The correct code would be to use size_t instead of long or longlong.
bob
Posts: 20943
Joined: Mon Feb 27, 2006 7:30 pm
Location: Birmingham, AL

Re: crafty (or MSVC) bug

Post by bob »

CThinker wrote:
jwes wrote:The 64 bit compiler that comes with the Windows 7 SDK treats long as 32 bits leading to occasional crashes in AlignedMalloc. Changing the cast in

segments[1] =
(void *) (((long) segments[0] + alignment - 1) & ~(alignment - 1));

to

segments[1] =
(void *) (((long long) segments[0] + alignment - 1) & ~(alignment - 1));

appears to fix the problem.


In Windows, long is always 32-bits. All compilers for Windows abide by this (GCC, LCC, ICC, MSVC).

The correct code would be to use size_t instead of long or longlong.


Or the more modern int64_t/int32_t in stdint.h... I am trying to test this on MSVC now. Works perfectly on linux and gives on the ability to declare 8/16/32/64 bit values, signed or unsigned, without the compiler doing something goofy such as long = 32 bits on a 64 bit machine, as in windows.
UncombedCoconut
Posts: 319
Joined: Fri Dec 18, 2009 11:40 am
Location: Naperville, IL

Re: crafty (or MSVC) bug

Post by UncombedCoconut »

What about intptr_t? That seems like what is meant, and I've read that even Microsoft ships stdint.h (finally!!).
bob
Posts: 20943
Joined: Mon Feb 27, 2006 7:30 pm
Location: Birmingham, AL

Re: crafty (or MSVC) bug

Post by bob »

UncombedCoconut wrote:What about intptr_t?
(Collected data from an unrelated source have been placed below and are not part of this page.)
PR #37219, opened 2026-07-23
[zh-cn] Removed redundant description for exceptions

sheep-realms:
### Description

Removed redundant description for exceptions.


yin1999 (approved):
Good catch @sheep-realms 👍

That seems like what is meant, and I've read that even Microsoft ships stdint.h (finally!!).
Depends on what is being done. For pointers, that is the right type. For "long" integers, int64_t is the right one.
jdart
Posts: 4367
Joined: Fri Mar 10, 2006 5:23 am
Location: http://www.arasanchess.org

Re: crafty (or MSVC) bug

Post by jdart »

Arasan uses the intrinsic _aligned_malloc for MSVC, and posix_memalign for Linux. Unfortunately though there does not seem to be an equivalent for Mac OS.
bob
Posts: 20943
Joined: Mon Feb 27, 2006 7:30 pm
Location: Birmingham, AL

Re: crafty (or MSVC) bug

Post by bob »

jdart wrote:Arasan uses the intrinsic _aligned_malloc for MSVC, and posix_memalign for Linux. Unfortunately though there does not seem to be an equivalent for Mac OS.
And posix_memalign() is not present on all linux distributions since some still use older ones. I used that for a while, but decided to write my own to make things completely portable.